Beijing Youth Daily 北京青年报
- Cover of Beijing Youth Daily on 16 August 2013
- Type: Daily newspaper
- Format: Broadsheet
- Owner: Beijing Municipal Committee of the Communist Youth League of China
- Publisher: Beijing Youth Daily Agency
- Editor-in-chief: Yu Haibo
- Founded: March 21, 1949
- Political alignment: Chinese Communist Party
- Language: Chinese (simplified)
- Headquarters: Beijing
- Circulation: 650,000 (2000)
- OCLC number: 144518975
- Website: bjyouth.ynet.cn

= Beijing Youth Daily =

Simplified Chinese newspaper

Beijing Youth Daily (Abbreviation: BYD, 北京青年报 (北京青年報, Běijīng qīngnián bào)) is the official newspaper of the Beijing Municipal Committee of the Communist Youth League of China.

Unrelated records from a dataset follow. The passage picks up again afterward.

PR #2164, opened 2026-05-28
fix(desktop): use native macOS fullscreen zoom

### LINKED ISSUE #2054: 桌面版应用无法全屏
环境：macos 14.7.1，apple m1 pro 机芯
问题：桌面版应用无法全屏，点击应用界面左上角全屏键只能把应用扩大到不含顶栏的整个桌面，无法像其他应用一样占满全屏
ps: 小问题，除了不美观不影响使用，有时间可以修一下，没时间可以暂时搁置

T1anjiu:
## Summary

Restore native macOS fullscreen behavior for the desktop app’s zoom control, so clicking the green window button enters real fullscreen instead of only expanding the window to the desktop work area.

## Problem

On macOS, the desktop app’s custom titlebar wired the green zoom button to window maximize behavior instead of native fullscreen. That produced a non-native result: the window expanded to fill the desktop area without entering a fullscreen Space.

The issue is in the desktop titlebar window-control path:
- `desktop/src/App.tsx` renders the custom macOS traffic-light controls
- the green button used `toggleMaximize()` instead of macOS fullscreen APIs
- the titlebar state tracking also treated the expanded state as maximize-only, so macOS fullscreen state was not modeled correctly

## Fix

- **`desktop/src/App.tsx`** — Added small window-state helpers so macOS reads expanded state from `isFullscreen()` and toggles it with `setFullscreen()`, while non-macOS platforms keep the existing maximize behavior.
- **`desktop/src/App.tsx`** — Updated titlebar listeners to sync both resize and fullscreen events so the control state stays accurate after entering or leaving fullscreen.
- **`desktop/src/App.test.ts`** — Added regression coverage verifying macOS uses native fullscreen for the zoom button and other platforms still use maximize.

## Verification

| Check | Result |
|---|---|
| `npm test -- desktop/src/App.test.ts` | ✅ passes |
| `npm test -- tests/desktop-user-message.test.ts` | ✅ passes |
| `npm run verify` | ✅ passes |

Closed #2054

### DIFF
--- a/desktop/src/App.test.ts
+++ b/desktop/src/App.test.ts
@@ -34,7 +34,7 @@ vi.mock("./theme", () => ({
   themeForStyle: vi.fn(() => "dark"),
 }));
 
-import { reduce } from "./App";
+import { readWindowExpanded, reduce, toggleWindowExpanded } from "./App";
 import { getThreadMaxWidth } from "./ui/thread-layout";
 
 function initialState(): Parameters<typeof reduce>[0] {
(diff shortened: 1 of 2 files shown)


esengine (approved):
LGTM. Verified the platform wiring: the `mac-ctrl zoom` button lives inside the `isMac ? (…)` block (App.tsx:2679), so hardcoding `true` in `toggleWindowExpanded(win, true, …)` is correct, and the `win-ctrl` button is inside the `isMac ? null : (…)` block (2812), so `false` there is correct too. State reads go through `readWindowExpanded` with the real `isMac`, and adding the `tauri://fullscreen` listener (not just `tauri://resize`) means the control icon stays in sync when fullscreen is toggled via macOS gestures/menu, not just the button. Extracting the helpers behind a `WindowControls` Pick type also makes them unit-testable, and you added the regression test. CI green.

Non-blocking nit: the two call sites hardcode `true`/`false` rather than passing the `isMac` variable — correct today because each is platform-gated, but passing `isMac` would be self-consistent if a button ever moves out of its block. Fine as-is. Merging.

PR #3655, opened 2020-06-24
Add improved state handling for right-click on iPadOS

TimOliver:
This PR is a refinement on top of #3642. 

In my testing, I noticed that if a user had a physical mouse and clicked both buttons down at the same time, the "Unclick" mouse event for the left button wouldn't be called, and the cursor was consistently getting stuck in a "left button still clicked" state.

I discovered today that this was because I had assumed clicking the left and right buttons generated separate streams of  `UITouch` objects, but I found that actually only one `UITouch` object is ever used when a user is clicking a physical mouse, and that single touch object simply transitions between "left-click" and "right-click" states on demand.

This PR does two things:
1) Properly silos all of the custom right-click logic, so regular screen taps aren't affected by it.
2) Detects when the state of the `UITouch` object has changed mid-flight, and performs the necessary "unclick" and "click" events to transition the mouse state in the framework to match the physical mouse.

Tested with both the Magic Keyboard and a Logitech gaming mouse and confirmed working on both.

### DIFF
--- a/osu.Framework.iOS/Input/IOSTouchHandler.cs
+++ b/osu.Framework.iOS/Input/IOSTouchHandler.cs
@@ -14,9 +14,9 @@ namespace osu.Framework.iOS.Input
     public class IOSTouchHandler : InputHandler
     {
         private readonly IOSGameView view;
-        private NSMutableSet<UITouch> pendingRightClickTouches = new NSMutableSet<UITouch>();
 
-        private bool rightClickSupport = UIDevice.CurrentDevice.CheckSystemVersion(13, 4);
+        private UIEventButtonMask lastButtonMask = UIEventButtonMask.Primary;
+        private readonly bool rightClickSupport = UIDevice.CurrentDevice.CheckSystemVersion(13, 4);
 
         public IOSTouchHandler(IOSGameView view)
         {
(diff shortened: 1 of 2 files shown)


osu.Framework.iOS/Input/IOSTouchHandler.cs
```diff
@@ -32,15 +32,17 @@ private void handleTouches(NSSet obj, UIEvent evt)
 
         private void handleUITouch(UITouch touch, UIEvent evt)
         {
-            var location = touch.LocationInView(null);
+            // Indirect pointer means the touch came from a mouse cursor, and wasn't a physcial touch on the screen
+            bool indirectTouch = (rightClickSupport && touch.Type == UITouchType.IndirectPointer);
```
peppy, line 36: this governs the whole functionality of this method. it should be the top level if-else.

osu.Framework.iOS/Input/IOSTouchHandler.cs
```diff
@@ -32,15 +32,17 @@ private void handleTouches(NSSet obj, UIEvent evt)
...
+            bool rightClickEvent = (rightClickSupport && evt.ButtonMask == UIEventButtonMask.Secondary);
```
peppy, line 37: should be inside the `IndirectPointer` portion of the if-else

osu.Framework.iOS/Input/IOSTouchHandler.cs
```diff
@@ -49,10 +51,46 @@ private void handleUITouch(UITouch touch, UIEvent evt)
...
+                        // A single UITouch object represents the mouse cursor on iPadOS 13.4.
+                        // If the user clicks both left and right buttons on a physical mouse, this doesn't generate more
+                        // touch objects; it just changes the button mask value for the one touch object without calling "Began" or "Ended".
+                        // Without accounting for this, the mouse button input can sometimes be left in a "stuck" state.
+
+                        if (rightClickEvent)
+                        {
+                            // If a right-click event occurred, and the touch wasn't already saved in the right-click set,
+                            // the user has transitioned from left-click to right-click.
+                            if (!pendingRightClickTouches.Contains(touch))
```
peppy, line 68: make function `transitionRightClick(event)`. if it's certain only one buttonmask is active at once, store the last one and perform the (left unclick) transition within that function.

osu.Framework.iOS/Input/IOSTouchHandler.cs
```diff
@@ -49,10 +51,46 @@ private void handleUITouch(UITouch touch, UIEvent evt)
...
+                                pendingRightClickTouches.Add(touch);
+                            }
+
+                            PendingInputs.Enqueue(new MouseButtonInput(MouseButton.Right, true));
+                        }
+                        else
+                        {
+                            // If a left-click event has occurred, but the touch event was already saved in the right-click set,
+                            // the user has transitioned from a right-click event to a left-click.
+                            if (pendingRightClickTouches.Contains(touch))
```
peppy, line 80: we don't have any instances of copy paste coding. please don't copy paste code (same code exists below).

osu.Framework.iOS/Input/IOSTouchHandler.cs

Beijing Youth Daily was launched on 21 March 1949, and is now published by the Beijing Youth Daily Agency (北京青年报社). It is the most widely circulated metropolitan newspaper in Beijing.

Beijing Youth Daily has halted production three times in its history. It has been published since 1981.

It is assigned the Chinese Issue Number (统一刊号 (tǒngyī kānhào)) CN11-0103.

==Publication==

The daily typically publishes about 50 broadsheet pages per day. In addition to its flagship Beijing Youth Daily, the media group publishes nine other newspapers:

- Legal Evening News (法制晚报 (fǎzhì wǎnbào))
- First Financial Daily (第一财经日报 (dìyī cáijīng rìbào))
- Hebei Youth Daily (河北青年报 (héběi qīngnián bào))
- Beijing Science and Technology News (北京科技报 (běijīng kējì bào))
- Youth Weekend (青年周末 (qīngnián zhōumò))
- Beijing Today (今日北京 (jīnrì běijīng))
- Middle School Times (中学时事报 (zhōngxué shíshì bào))
- Beijing Children's Daily (北京少年报 (běijīng shàonián bào))
- Top Horizon (TOP时空 (TOP shíkōng))
- Beijing Youth Weekly (北京青年周刊 (běijīng qīngnián zhōukān))

As well as four magazines:

- CéCi Sisters (CéCi姐妹 (céci jiěmèi))
- Casual Fashion (休闲时尚 (xiūxián shíshàng))
- News Mirror (时事魔镜 (shíshì mójìng))
- Campus Report 39.2° (校园报告39度2 (xiàoyuán bàogào jiǔshí dù èr))

==History==
On December 22, 2004, Beijing Media Corporation Limited (北青传媒股份有限公司), under Beijing Youth Daily Holdings, listed its H-shares in Hong Kong, becoming the first mainland Chinese media company to be publicly traded overseas.